**Prompt:**
The records below are to be retyped in full. Keep every word.

**Material for the task:**
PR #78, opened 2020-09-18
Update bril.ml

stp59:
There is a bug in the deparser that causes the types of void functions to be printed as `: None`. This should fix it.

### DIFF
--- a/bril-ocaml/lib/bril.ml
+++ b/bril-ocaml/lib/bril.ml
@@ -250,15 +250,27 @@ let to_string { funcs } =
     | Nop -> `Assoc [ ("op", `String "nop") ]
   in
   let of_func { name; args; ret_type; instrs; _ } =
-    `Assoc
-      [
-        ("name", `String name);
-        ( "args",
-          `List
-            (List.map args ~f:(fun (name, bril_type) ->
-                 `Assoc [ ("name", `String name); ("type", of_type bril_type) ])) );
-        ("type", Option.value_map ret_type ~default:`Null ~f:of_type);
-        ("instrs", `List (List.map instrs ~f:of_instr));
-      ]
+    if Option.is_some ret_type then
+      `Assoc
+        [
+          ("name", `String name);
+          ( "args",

**Solution to the problem:**
PR #78, opened 2020-09-18
Update bril.ml

stp59:
There is a bug in the deparser that causes the types of void functions to be printed as `: None`. This should fix it.

### DIFF
--- a/bril-ocaml/lib/bril.ml
+++ b/bril-ocaml/lib/bril.ml
@@ -250,15 +250,27 @@ let to_string { funcs } =
     | Nop -> `Assoc [ ("op", `String "nop") ]
   in
   let of_func { name; args; ret_type; instrs; _ } =
-    `Assoc
-      [
-        ("name", `String name);
-        ( "args",
-          `List
-            (List.map args ~f:(fun (name, bril_type) ->
-                 `Assoc [ ("name", `String name); ("type", of_type bril_type) ])) );
-        ("type", Option.value_map ret_type ~default:`Null ~f:of_type);
-        ("instrs", `List (List.map instrs ~f:of_instr));
-      ]
+    if Option.is_some ret_type then
+      `Assoc
+        [
+          ("name", `String name);
+          ( "args",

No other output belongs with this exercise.